A B.C. environmentalist who focuses on mine safety says the public should treat company and provincial government claims about the Mount Polley tailings-pond disaster with great skepticism.
"It was really wonderful the regional district took those pictures—those aerial photos from a helicopter—and then released them to the media," Glenda Ferris told the Georgia Straight by phone from her home in the Houston area. "If that had been a ministry person, we never would have seen those photos."
Ferris said that the public should remember those images near the town of Likely because officials will soon assure everyone that the situation is under control.
Reportedly, 10 million cubic metres of water were released when the tailings dam was breached.
"They're going to tell us that everything is fine," Ferris predicted. "They're going to tell us that they tested the tailings and they're not toxic or that they have just minor little amounts of mercury and cadmium in them, and everything is going to be fine."
Ferris based this comment on personal experience dealing with the industry after the Equity silver mine spilled 10,000 gallons of concentrated sulphuric acid into her watershed in November 1981.
That led her to get involved in mine safety at a national level, winning her awards for her environmental work.
"I'm tired of a society that doesn't value the natural world," Ferris said. "I'm tired of a society that has amnesia."
Imperial Metals Corporation was mining copper, silver, and gold at the Mount Polley mine.
Ferris emphasized that anything that's in the mineralization of the ore bodies at the mine will be in the tailings.
She added that there are never recovery rates of 100 percent, so even copper will likely be in the tailings.
"Copper is toxic to the entire food web starting with algae and ending with fish in aquatic ecosystems," she said.
She said it's important for people to recognize that a metal like cadmium is toxic in parts per billion, not parts per million.
Despite this, she predicted that the company and government will "try in a little while to put everyone to sleep again".
"It's perfectly feasible that toxicity would get to the Fraser River," Ferris said. "It's such a massive spill. It's not the end of it because if these tailings begin to release metals, this will not be a three-day event. This will be a long-term chronic release of heavy metals through time."
The company has said that its "first priority is the health and safety of our employees and neighbours".
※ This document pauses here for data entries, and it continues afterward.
Issue #238, opened 2026-05-15
CEL policy engine integration


shaneutt:
## Summary

Embed a CEL (Common Expression Language) evaluator for complex filter conditions, if the CEL approach is chosen in the spike evaluation.

## Scope

- Integrate a Rust CEL evaluator (e.g., `cel-interpreter` crate)
- Define the CEL environment: available variables (request headers, path, method, status, body fields)
- Compile CEL expressions at config load time; cache compiled programs
- Sandbox CEL evaluation: no side effects, bounded execution time
- Bridge CEL evaluation results to the filter condition system
- Unit tests and doctests for CEL condition evaluation
- Example configs demonstrating CEL expressions

## Acceptance Criteria

- CEL expressions can be used in filter conditions
- CEL programs are compiled and cached at config load time
- Invalid CEL expressions produce clear config validation errors
- CEL evaluation is sandboxed with bounded execution time
- Integration with the existing condition system is seamless

## Context

Depends on spike evaluation outcome. Related: #158. Parent epic: #189.

shaneutt:
Not prioritizing a CEL policy engine at this time. This depends on the CEL vs predicate DSL spike (#232) completing first. We'll revisit in a future iteration after that decision is made.

PR #615, opened 2026-06-17
feat: add CPEX policy filter

### LINKED ISSUE #614: Spike: CPEX filter
## Summary

Add a `cpex` filter that embeds the CPEX policy runtime in-process in Praxis. CPEX is the core framework for policy enforcement and extensibility in ContextForge, so a native CPEX filter brings Praxis to parity with ContextForge on the policy and enforcement layer, rather than only proxying to it.

CPEX lets operators define authorization flows declaratively and turn decisions into ordered effects: redact a field, delegate a token, taint a session, call a PDP or rules engine in process, write an audit record.

The motivation are authorization patterns that are difficult to express with stateless decision engines:

- **Cross-call session reasoning** — an agent reads compensation data then sends an email; each call is fine alone, but a session label carried across calls blocks the exfiltration.
- **Post-result enforcement** — evaluate the actual tool response, not just the pre-invoke request.
- **Ordered effects** — `on_allow` / `on_deny` drive concrete actions in a defined order, not just a boolean.

## Requirements

- Support ContextForge's plugin runtime and configuration natively, bridged by the CPEX filter
- Support CPEX Authorization Policy Logic (APL) with:    
    - In-process Cedar and CEL PDPs for authorization logic
    - Effects: deny, redact, taint, delegate, run
- Translate Praxis filter context into CPEX Common Message Format + Typed Extensions for policy evaluation (provides common vocabulary/input schema for writing policies)
- Unit tests plus an end-to-end demo in the praxis-demos repo.

## Relation to the epic

This delivers ContextForge's enforcement layer directly in Praxis. It may subsume or reframe parts of the routing and compatibility subtasks (#349 to praxis-proxy/ai#163), since parity on policy enforcement no longer depends on proxying to a ContextForge backend.

araujof:
## Summary

Adds a `cpex` HTTP filter that embeds the CPEX policy runtime in-process. CPEX is ContextForge's core framework for policy enforcement and extensibility, so a native filter brings Praxis to parity on the enforcement layer rather than only
proxying to it. Policies are declarative per-route chains that turn decisions into ordered effects: deny, redact, delegate, taint, or run a plugin, with an in-process PDP as one step in the chain.

The filter is feature-gated (`--features cpex-policy-engine`) and runs the CPEX / APL (Authorization Policy Logic) runtime as linked Rust crates. No sidecar, no FFI.

### Why use this filter?

The filter lets operators define authorization flows declaratively and turn decisions into ordered effects: redact a field, delegate a token, taint a session, call a PDP or rules engine in process, write an audit record.

The motivation are authorization patterns that are difficult to express with stateless decision engines:

- **Cross-call session reasoning** — an agent reads compensation data then sends an email; each call is fine alone, but a session label carried across calls blocks the exfiltration.
- **Post-result enforcement** — evaluate the actual tool response, not just the pre-invoke request.
- **Ordered effects** — `on_allow` / `on_deny` drive concrete actions in a defined order.

Closes praxis-proxy/praxis#614 Part of epic praxis-proxy/ai#180

## Changes

- **Filter** (`filter/src/builtins/http/security/cpex/`): identity resolution, APL route evaluation, request and response body rewriting, plugin dispatch, and session taint, wired into both the request and response phases.
- **PDPs**: in-process Cedar (`apl-pdp-cedar-direct`) and CEL (`apl-pdp-cel`), both registered. A route's `cedar:` or `cel:` step selects one.
- **Effects**: `deny('reason', 'code')`, `redact` / `mask` on `args.*` and `result.*`, `delegate(...)` (RFC 8693 token exchange), `taint(label, session)`, and `run(name)` (alias for `plugin`).
- **CMF bridge**: translates Praxis filter context (JSON-RPC tool / prompt / resource, identity, headers) into CPEX Common Message Format plus typed extensions, the input schema policies evaluate against.
- **Session taint**: `X-Session-Id` maps to `agent.session_id`, subject-scoped as `H(subject : session_id)`, so taint persists across requests and never crosses principals.
- **Config**: `CpexFilterConfig` (`config_path`, `body_access`, `require_mcp_metadata`, `init_timeout_secs`); simplified APL with an optional `apl:` wrapper.
- **Deps**: pin the `contextforge-org/cpex` crates.
- **Docs**: filter README and an example config under `examples/configs/security/`.

## Testing

- Unit tests for identity, CEL route allow and deny, session taint (within-session, per-session, cross-principal), and response-phase framing and redaction.
- `cargo test --features cpex`, `make lint`, and `clippy --features cpex -D warnings` are green.
- [End-to-end demo](https://github.com/praxis-proxy/demos/pull/1) in the praxis-demos repo: nine scenarios under both Cedar and CEL. All pass.

## Notes

Related: praxis-proxy/praxis#238 praxis-proxy/ai#144 (demo shows an end-to-end authorization flow using CEL as PDP/rules engine for authz decisions)


araujof:
Addressed praxis-bot reviews. 

- **`error.rs` fail-open (Critical):** not actually a fail-open. The body is an already-built `json!` value (serialization cannot fail in practice) and every caller is a deny path with status already committed. Hardened anyway to a `const` valid deny envelope, so it stays total and never panics.
- **Response-phase JWT re-validation:** does not apply. The filter parses no JWTs. It re-resolves identity in-process over the frozen request headers and already fails closed. No expiry step, no false deny. Unchanged.
- **Header snapshots:** `build_cmf_extensions` now snapshots once and reuses it.
- **`cargo deny`:** added the cpex git source to `allow-git`.
- **Integration test:** added a happy-path test that mints a valid HS256 JWT and asserts end-to-end pass-through (200).
- **Atomic ordering:** Acquire on load, Release on stores.
- **Unbounded buffer:** new `max_buffer_bytes` config (default 10 MiB), bounded the `read_write` StreamBuffer, with tests and docs.
- **File-level lint suppression:** replaced the `#![allow]` in `json_rpc.rs` with function-level `#[expect]` (only `too_many_lines` fires).
- **Registry test:** added the `cfg(cpex)` assertion.

shaneutt:
Some asynchronous conversations going on about this as well. Will try to provide a summary and updates on those talks here as we progress.

Cargo.toml
```diff
@@ -39,9 +39,10 @@ async-trait = "0.1.89"
 benchmarks = { path = "benchmarks" }
 bytes = "1.12.0"
 chrono = { version = "0.4.45", default-features = false, features = ["clock"] }
-dashmap = "6.2.1"
+cpex = { version = "0.2.0", git = "https://github.com/contextforge-org/cpex.git", rev = "702ab163c64fe762318cb2bc5fb9b088869dd1af", default-features = false, features = ["jwt", "oauth", "pii", "audit", "cedar", "cel", "valkey"] }
```
usize: This git-rev pin is the core of the coupling concern. 

As an external crate using `export_filters!`, this dependency would live in the CPEX filter crate's own `Cargo.toml`, not here.

deny.toml
```diff
@@ -35,4 +35,6 @@ highlight = "all"
 unknown-registry = "deny"
 unknown-git = "deny"
 allow-registry = ["https://github.com/rust-lang/crates.io-index"]
-allow-git = []
+# CPEX policy-runtime crates (feature-gated behind `--features cpex`).
+# Pinned by exact rev in Cargo.toml until the crates are published.
+allow-git = ["https://github.com/contextforge-org/cpex"]
```
usize: This exception exists solely because of the git-rev pin above. An external filter crate wouldn't require any changes to Praxis's `deny.toml`.

filter/src/builtins/http/security/cpex/filter.rs
```diff
@@ -0,0 +1,881 @@
...
+        // The init future is wrapped in `tokio::time::timeout` so a
+        // misbehaving plugin's `initialize()` future can't hang startup
+        // / hot-reload indefinitely. The bundled identity-jwt plugin
+        // already has its own JWKS connect/request timeouts plus
+        // soft-fail-at-boot, so this is defense-in-depth for other
+        // init paths (custom plugins, future hooks) where a future
+        // could legitimately stall.
+        let mgr_for_init = Arc::clone(&mgr);
+        let init_timeout = std::time::Duration::from_secs(cfg.init_timeout_secs);
+        let init: Result<(), String> = std::thread::spawn(move || -> Result<(), String> {
```
usize, line 156: **Impedance mismatch: sync filter factory vs async plugin init.**

CPEX's `PluginManager::initialize` is async, but Praxis's filter factory signature is sync. The workaround is spawning a dedicated OS thread to build a throwaway single-threaded tokio runtime and `block_on` the init future. The comment explains this is needed because `block_on` would panic if a runtime is already attached (which is the case under `#[tokio::test]`).

This is correct but it's a signal: when integrating a library requires spawning an OS thread to build a temporary runtime to drive a future to completion because the host's lifecycle doesn't match, the library may be better off in a crate that owns its own lifecycle.

filter/src/builtins/http/security/cpex/filter.rs
```diff
@@ -0,0 +1,881 @@
...
+
+// State of the one-shot tokio runtime-flavor check performed on the
+// first request. See `CpexFilter::on_request` for the rationale.
+
+/// Initial state — no request has been served yet.
+const RUNTIME_UNCHECKED: u8 = 0;
+/// First request saw a multi-thread runtime; subsequent requests skip the check.
+const RUNTIME_OK: u8 = 1;
+/// First request saw a current-thread runtime; all requests reject.
+const RUNTIME_REJECTED: u8 = 2;
```
usize, line 52: **Impedance mismatch: sync response body vs async hooks.**

CPEX hooks are async but `on_response_body` is sync (Pingora constraint). The filter works around this with `block_in_place` + `Handle::current().block_on()`, which requires a multi-threaded tokio runtime. This constant plus the check at lines 356–367 permanently reject `work_stealing: false` deployments.

This is a hard constraint that narrows Praxis's deployment flexibility for all users who enable the feature, driven by an architectural mismatch between CPEX and Pingora. In an external crate, this is a documented requirement of that crate rather than a constraint on Praxis's runtime model.

filter/src/builtins/http/security/cpex/filter.rs
```diff
@@ -0,0 +1,881 @@
...
+        };
+
+        let body_bytes = body.as_ref().cloned().unwrap_or_else(Bytes::new);
+        let id_str = json_rpc_id(&body_bytes);
+
+        // praxis's `on_response_body` is sync (the Pingora response_body
+        // callback can't be awaited). We're on a tokio worker so
+        // `block_in_place` lets us drive the async CMF dispatch without
+        // stalling other tasks.
+        let extensions = match tokio::task::block_in_place(|| {
```
usize: **Impedance mismatch: identity re-resolution in response phase.**

The JWT is re-validated here because CPEX's hook model doesn't carry request-phase identity state forward. If the token expires between request and response phases (slow upstream), this produces a false deny on a request that was already authorized and already processed by the upstream. The prior review flagged this, the filter treats it as "fail closed" and replaces the body with a deny envelope, but the upstream has already acted on the request.

An external crate could evolve its own solution (e.g., caching the resolved identity in filter state) without requiring changes to Praxis's filter context API.

filter/src/registry.rs
```diff
@@ -120,6 +120,8 @@ fn register_http_builtins(factories: &mut HashMap<String, FilterFactory>) {
     register_http(factories, "circuit_breaker", CircuitBreakerFilter::from_config);
     register_http(factories, "compression", CompressionFilter::from_config);
     register_http(factories, "cors", CorsFilter::from_config);
+    #[cfg(feature = "cpex")]
+    register_http(factories, "cpex", crate::CpexFilter::from_config);
```
usize: This `#[cfg(feature = "cpex")]` registration inside `register_http_builtins` is what the `export_filters!` macro replaces. An external crate using `export_filters! { http "cpex" => CpexFilter::from_config }` plus `[package.metadata.praxis-filters]` in its `Cargo.toml` would auto-register via the `build.rs` discovery system.

docs/filters/http/security/policy.md
```diff
@@ -0,0 +1,35 @@
+<!-- Generated by: cargo xtask generate-filter-docs -->
+<!-- Do not edit manually -->
+
+# `cpex`
+
```
shaneutt, line 5:
```suggestion

> **Warning**: Experimental feature, requires `cpex-policy-engine` crate feature.

```

docs/filters/http/security/policy.md
```diff
@@ -0,0 +1,35 @@
...
+## Example
+
+```yaml
+filter: cpex
+config_path: /etc/praxis/cpex.yaml
+body_access: read_write       # optional; default read_only
+require_mcp_metadata: true    # optional; default true
+init_timeout_secs: 30         # optional; default 30
+max_buffer_bytes: 10485760    # optional; default 10 MiB (read_write only)
+```
```
shaneutt, line 35: Rather than calling this `cpex.md`, I recommend renaming it to `policy.md` to generalize the scope upwards slightly.

docs/filters/reference.md
```diff
@@ -46,6 +44,7 @@ Built-in filters organized by protocol and category.
 | Filter | Feature | Description |
 |--------|---------|-------------|
 | [`cors`](http/security/cors.md) | - | Spec-compliant CORS filter implementing origin validation, preflight handling, and response header injection. |
+| [`cpex`](http/security/cpex.md) | `cpex` | Configuration block for a `cpex` filter slot in a Praxis filter chain. |
```
shaneutt:
```suggestion
| [`policy`](http/security/policy.md) | `policy` | Configuration for policies in Praxis using `cpex` policy engine |
```

examples/configs/security/cpex.yaml
```diff
@@ -0,0 +1,78 @@
+# CPEX Security Filter
```
shaneutt: Similar to above: let's rename the high level thing to policy, e.g. this file as `policy.yaml`, and `Policy Security Feature`, etc.

Keep using `cpex` when we're referring to the engine for our policies, and places like that where the engine is a focus.

examples/configs/security/cpex.yaml
```diff
@@ -0,0 +1,78 @@
...
+# `tests/integration/fixtures/cpex-policy.yaml` for the minimal
+# single-HS256-identity-plugin policy the integration test loads.
+#
+# `require_mcp_metadata: true` (the default) fail-closes when the
+# `mcp` filter is missing or ordered after `cpex` — this guards
+# against a misconfigured chain silently bypassing policy.
+#
+# This example builds only when the `cpex` cargo feature is enabled:
+#
+#   cargo run --features cpex -p praxis -- \
```
shaneutt: Let's make the feature a bit more verbose, so someone can have a good guess at what it is just by a glance at the name.

```suggestion
#   cargo run --features cpex-policy-engine -p praxis -- \
```

examples/configs/security/cpex.yaml
```diff
@@ -0,0 +1,78 @@
...
+      - main
+
+filter_chains:
+  - name: main
+    filters:
+      - filter: mcp
+        # Default mode parses MCP JSON-RPC bodies and stashes
+        # mcp.method / mcp.name in filter_metadata. Must precede cpex.
+
+      - filter: cpex
```
shaneutt:
```suggestion
      - filter: policy
```

examples/README.md
```diff
@@ -131,6 +129,7 @@ page.
 | File | Description |
 | ------ | ------------- |
 | [cors.yaml](configs/security/cors.yaml) | Spec-compliant CORS filter with preflight handling, origin validation, and credential support |
+| [cpex.yaml](configs/security/cpex.yaml) | Embeds the CPEX policy runtime in-process to enforce multi-source JWT identity, APL route policy, RFC 8693 OAuth 2.0 token exchange, PII scanning, audit emission, and (under `body_access: read_write`) request / response body rewriting |
```
shaneutt:
```suggestion
| [policy.yaml](configs/security/policy.yaml) | Embeds the CPEX policy engine in-process to enforce multi-source JWT identity, APL route policy, RFC 8693 OAuth 2.0 token exchange, PII scanning, audit emission, and (under `body_access: read_write`) request / response body rewriting |
```

(use `runtime` if you prefer, `engine` is just how Praxis had been referring to the concept thus far)

filter/src/builtins/http/security/policy/common_message_format.rs
```diff
@@ -0,0 +1,80 @@
+// SPDX-License-Identifier: MIT
```
shaneutt, line 1: Related to above: filter name leveled up to the overall category/theme, and then the individual file names spelled out in verbosity for clarity-at-a-glance.

`filter/src/builtins/http/security/cpex/cmf.rs` => `filter/src/builtins/http/security/policy/common_message_format.rs`

filter/src/builtins/http/security/policy/config.rs
```diff
@@ -0,0 +1,128 @@
+// SPDX-License-Identifier: MIT
```
shaneutt, line 1: Since this config is specific to the cpex policy engine, we should spell that out in the name.

`filter/src/builtins/http/security/cpex/config.rs` => `filter/src/builtins/http/security/policy/cpex_config.rs`

filter/src/builtins/http/security/cpex/config.rs
```diff
@@ -0,0 +1,128 @@
+// SPDX-License-Identifier: MIT
+// Copyright (c) 2026 Praxis Contributors
+
+//! Deserialized YAML configuration for the CPEX security filter.
```
shaneutt:
```suggestion
//! Deserialized YAML configuration for the policy security filter.
```

filter/src/builtins/http/security/cpex/README.md
```diff
@@ -0,0 +1,225 @@
+# cpex filter
```
shaneutt: I appreciate the effort to create a README for this. I'm not necessarily opposed to keeping it, however, the pattern we've been mostly following so far for this sort of thing is rustdoc and our examples. Can we express the supportive information provided here in the rustdoc and examples instead? These will get picked up by the [website](https://praxis.fast).

filter/src/builtins/http/security/mod.rs
```diff
@@ -2,9 +2,12 @@
 // Copyright (c) 2024 Praxis Contributors
 
 //! HTTP security filters: CORS, CSRF, IP access control, credential injection,
-//! forwarded-header injection, and guardrails.
+//! forwarded-header injection, guardrails, and the (feature-gated) CPEX policy
+//! filter.
 
 mod cors;
+#[cfg(feature = "cpex")]
```
shaneutt:
```suggestion
#[cfg(feature = "cpex-policy-engine")]
```

deny.toml
shaneutt: Agreed. I talked with @araujof today and it sounds like he's moving to publish the crates soon so we should be able to switch over.

filter/src/builtins/http/security/cpex/tests.rs
```diff
@@ -0,0 +1,1460 @@
...
+use super::{config::CpexFilterConfig, filter::CpexFilter};
+use crate::{
+    FilterAction,
+    filter::HttpFilter as _,
+    test_utils::{make_filter_context, make_request},
+};
+
+// =====================================================================
+// Fixtures
+// =====================================================================
```
shaneutt: Note: everywhere else uses `// ----`

shaneutt (approved):
I agree with @usize's comments here, but after having a 1:1 conversation with @araujof I think some of those concerns can be mitigated: Context Forge is exploring adopting Praxis to build their proxy server. Fred has suggested that this means merging CPEX into Praxis to become its native policy engine (which then Context Forge still consumes through Praxis) is a possibility which we're going to explore. And ultimately, we need a [Policy Engine](#678) and this seems to align well.

I have several comments, most of which are on the smaller side.

Once the following are complete, I'm down to merge:

- Rename "CPEX" in file names, docs, and anywhere where what we're really referring to is the policy engine for Praxis. Continue to use CPEX nomenclature when the framework itself is the most relevant focus
- Keep all of this behind a `cpex-policy-engine` feature which starts _off_ by default
- Resolve all open comments from team members as well as @praxis-bot
- (Optional): Migrate the `README.md` into rustdocs and examples instead of a nested README.md in the filters

Once those are done, I say we merge this flagged as experimental and continue the experiment, in particular doing spikes to see how the CPEX engine can support [Policy Engine](#678) requirements.

Thank you @araujof! 🖖

filter/src/builtins/http/security/policy/config.rs
araujof: Renamed docs and object names to generalize as a policy engine, so leaving the file name agnostic for now.

Cargo.toml
araujof: Resolved. Now depends on the published crate from crates.io; the git-rev pin is gone.

deny.toml
araujof: Removed; no longer needed now that the crates are published in crates.io.

filter/src/builtins/http/security/cpex/filter.rs
araujof: Acknowledged. CPEX 0.2.0 still offers no sync init path, so the OS-thread + block_on stays. Since CPEX is staying in-tree as Praxis's native policy engine (experimental, off by default), I opened an issue to track the addition of a sync initialization interface to CPEX: https://github.com/contextforge-org/cpex/issues/96

filter/src/builtins/http/security/cpex/filter.rs
araujof: Fixed. Identity resolved in the request phase is stashed in `ctx.extensions` and reused in the response phase via `apply_to_extensions`, resulting in no re-validation, so a token expiring between phases can no longer cause a false deny.

filter/src/registry.rs
araujof: Staying in-tree as an experimental filter as per discussion with @shaneutt; noted the `export_filters!` path if that decision changes.

araujof:
> ## PR Review (third pass)
> **Summary**: Third-pass review of the CPEX policy filter after two prior praxis-bot reviews (9 findings in pass 1, all addressed; 5 findings in pass 2 still open) plus maintainer architectural feedback. This pass found 2 new medium findings not covered by prior reviews.
> 
> Severity	Count
> Medium	2
> All other potential findings overlap with the 5 open items from the second-pass review or the maintainer's architectural comments. Those are not repeated here.

All addressed. Reuse the already-cloned `body_bytes` on the mutate/deny paths, `json_rpc_id` now delegates to `json_rpc_id_value` (single parse), the module-level `#![allow]` is replaced with per-function `#[expect]`, the Bearer token is built in a Zeroizing buffer, and `PolicyFilterConfig` fields are alphabetized.

araujof:
> I agree with @usize's comments here, but after having a 1:1 conversation with @araujof I think some of those concerns can be mitigated: Context Forge is exploring adopting Praxis to build their proxy server. Fred has suggested that this means merging CPEX into Praxis to become its native policy engine (which then Context Forge still consumes through Praxis) is a possibility which we're going to explore. And ultimately, we need a [Policy Engine](#678) and this seems to align well.
> 
> I have several comments, most of which are on the smaller side.
> 
> Once the following are complete, I'm down to merge:
> 
> * Rename "CPEX" in file names, docs, and anywhere where what we're really referring to is the policy engine for Praxis. Continue to use CPEX nomenclature when the framework itself is the most relevant focus
> * Keep all of this behind a `cpex-policy-engine` feature which starts _off_ by default
> * Resolve all open comments from team members as well as @praxis-bot
> * (Optional): Migrate the `README.md` into rustdocs and examples instead of a nested README.md in the filters
> 
> Once those are done, I say we merge this flagged as experimental and continue the experiment, in particular doing spikes to see how the CPEX engine can support [Policy Engine](#678) requirements.
> 
> Thank you @araujof! 🖖

Thanks @shaneutt! Done: renamed CPEX→policy across the filter name, module/files (cmf.rs→common_message_format.rs, etc.), docs, and examples; gated behind a new `cpex-policy-engine` feature that's off by default; added the experimental warning; migrated the nested README into module rustdoc + the example; and resolved the open team/bot comments. CPEX nomenclature is kept where the engine itself is the focus. Also moved to the published cpex 0.2.0 and renamed the `X-Cpex-Violation` header to `X-Policy-Violation`. Tested the end-to-end demo in praxis-demos. Ready for the experimental merge.

shaneutt (approved):

filter/src/builtins/http/security/cpex/filter.rs
araujof: Acknowledged and documented in the module rustdoc. CPEX 0.2.0 still doesn't offer a sync hook-dispatch API. Tracking this in the same initialize issue https://github.com/contextforge-org/cpex/issues/96

PR #644, opened 2026-06-22
Proposal/http callout filter

usize:
Adds a how section to the http call out filter proposal. 

This proposal splits the work into two deliverables:

  1. A new crate supporting http callouts from any filter.
  2. A general purpose http call out filter, doubling as reference implementation. 
  
  praxis-proxy/ai#76 is called out as a target consumer of the new http call out library.


docs/proposals/00358_http-callout-filter.md
```diff
@@ -197,9 +196,350 @@ filter_chains:
...
+### Requirements
+
+1. **HTTP client pool** — per-instance, connection-pooled
+   HTTP client independent of Pingora's upstream pool.
+   Never shared across filter instances to prevent
+   credential and connection leakage in multi-tenant
+   deployments.
+2. **SSRF prevention** — callout targets fully declared
+   in config. The filter never constructs a URL from
+   request data.
```
shaneutt, line 223: 👍

docs/proposals/00358_http-callout-filter.md
```diff
@@ -197,9 +196,350 @@ filter_chains:
...
+### Design
+
+#### Crate layout
+
+```text
+server
+  ├── praxis-http-callout (filter, opt-in feature flag)
+  │     ├── praxis-callout (shared client)
+  │     ├── praxis-filter (HttpFilter, FilterResultSet)
+  │     └── serde_json_path
```
shaneutt, line 265: For other builds of Praxis using the framework, I expect we'll want to provide this facility. So we should move this into `core/` to make sure it's available for custom proxies?

docs/proposals/00358_http-callout-filter.md
```diff
@@ -197,9 +196,350 @@ filter_chains:
...
+  failure_threshold: 5
+  recovery_timeout: 30s
+```
+
+### Implementation
+
+Proposed PR sequence:
+
+- **PR 1** — `praxis-callout` crate (`callout/`) with
+  the shared HTTP callout client: `reqwest` client pool,
```
shaneutt: In this doc we should write out an explicit justification for our use of `reqwest` for this purpose, specifically. Doesn't have to be long, but just something that makes it clear why this is the best choice since it's setting a foundation and we may carry this dependency a long time.

docs/proposals/00358_http-callout-filter.md
```diff
@@ -197,9 +196,350 @@ filter_chains:
...
+  (`filter/http-callout/`) with `HttpCalloutFilter`
+  struct, config parsing, SSRF validation, JSONPath
+  extraction, body forwarding, and unit tests.
+  Registered in the server binary behind a feature flag.
+
+- **PR 3** — integration test and example config:
+  Lakera Guard example in `examples/configs/ai/`,
+  functional integration test in
+  `tests/integration/tests/suite/examples/` using a
+  mock HTTP server that returns Lakera-shaped responses.
```
shaneutt: Optional: seems like you could just merge 2 and 3?

shaneutt (changes requested):

docs/proposals/00358_http-callout-filter.md
usize: Covered at line 298 now. tl;dr it's the most popular HTTP client in the rust ecosystem.

docs/proposals/00358_http-callout-filter.md
usize: Done. I'm going to change the proposal to suggest a feature flag since reqwest is heavy.

shaneutt (approved):

PR #649, opened 2026-06-22
refactor(core): Removed `Arc` from sigs where not required

alexsnaps:
Moved the `Arc::clone` on the call site, as it isn't "optional", `spawn_config_watcher` needs to hold on to the `Arc`, from the `spawn_watcher` call.
otoh, `register_protocols` doesn't need an `Arc` at all, "only" requires to borrow the ref to `ListenerPipelines`.

Makes the code easier to read, as to what the contract on each of those calls are (without needing to dig, potentially deep, into the call tree) wrt ownership & lifetimes. I think that's generally desirable. 

There are a few other places where this could be aligned, if this makes sense to all. wdyt @shaneutt @twghu

### DIFF
--- a/server/src/server.rs
+++ b/server/src/server.rs
@@ -102,7 +102,8 @@ pub fn run_server_with_registry(config: Config, registry: FilterRegistry, config
 
     let health_shutdown = Arc::new(Mutex::new(CancellationToken::new()));
     spawn_health_check_tasks(&config, &health_registry, &health_shutdown);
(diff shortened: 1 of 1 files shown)


alexsnaps:
Darn... Sorry, looks like I have a stale `main` 🤦 
Question remains relevant, but not this PR, let me close and see if it even matters still, looks like all is in `ServerState` now. Sorry about this again...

"Exact quantities of water and tailings discharged have yet to be determined," Imperial Metals stated in an August 5 news release. "The tailings are alkaline with an average pH of 8.5 and are not acid generating."
Ferris said that it's possible that the company is telling the truth in this instance.
However, she also noted that there was a "halo around one of the ore bodies at Mount Polley that was full of sulphides".
"So some of the tailings may well be, in fact, acid-generating," she said.
Ferris noted that sulphides will oxidize when exposed to the atmosphere. "Then the next time water flows—water, snowmelt, the creek goes up—sulphuric acid is formed. That's H2SO4."
It's been widely reported that the tailings pond was contained by an earthen dam.
Ferris said that if the dam was made of earth with a clay core, the company should never have dumped water in the tailings area.
"Dams that are meant to hold water have huge rocks," she said.
That's because if there's high winds, waves form, crashing against the wall.
"For whatever reason, the company, over apparently a number of years, has not maintained that as a semidry tailings impoundment," Ferris concluded. "They have allowed the water to build up. That hydrostatic pressure is probably the cause of the breach in the dam. Once it started to go, of course, the tailings become liquefied, so they're carried out—the solids are carried out with the water."
She said a simple step would have prevented this: creating a separate pond to hold excess water.
"They didn't build a pond to hold this water," she said. "They just dumped it into the tailings impoundment and turned the whole tailings impoundment into a disaster waiting to happen."
She blamed poor regulation, saying if nobody is inspecting the geotechnical integrity of containment structures, accidents like this will happen "again and again and again".
"This is the product of deregulation," Ferris claimed. "This is a product of being buddies with the mining industry and saying, 'Well, you guys know what's best. You do what's best.'"
She said that instead of expressing concern about rising water levels in the tailings pond earlier this year, government officials should have ordered the company to build a separate settling pond for the water.
Ferris added that regulators also had the option of ordering the company to build a treatment plant.
"There are simple solutions to the problem that happened at Mount Polley," she said.
Ferris also scoffed at Imperial Metals president Bryan Kynoch's comment earlier this week that he would drink the water from the tailings pond.
"If the water were that clean, they would have been allowed to discharge that water," she said.
Various terms have been used to describe the mess, including "mud", "sand", and "sludge".
"The accurate description is toxic mine waste," Ferris declared. "It is full of heavy metals."